**WHAT IS EXPECTED**
Copy each line of the following data that contains "option".
##### MATERIAL TO PROCESS #####
PR #70, opened 2016-10-12
Remove -P option which isn't available in all versions of busybox

frznlogic:


DunderRoffe (approved):

tobsan (approved):
Good, but it is an xargs option, not busybox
#####
**RESPONSE FOR THIS EXERCISE**
Remove -P option which isn't available in all versions of busybox
Good, but it is an xargs option, not busybox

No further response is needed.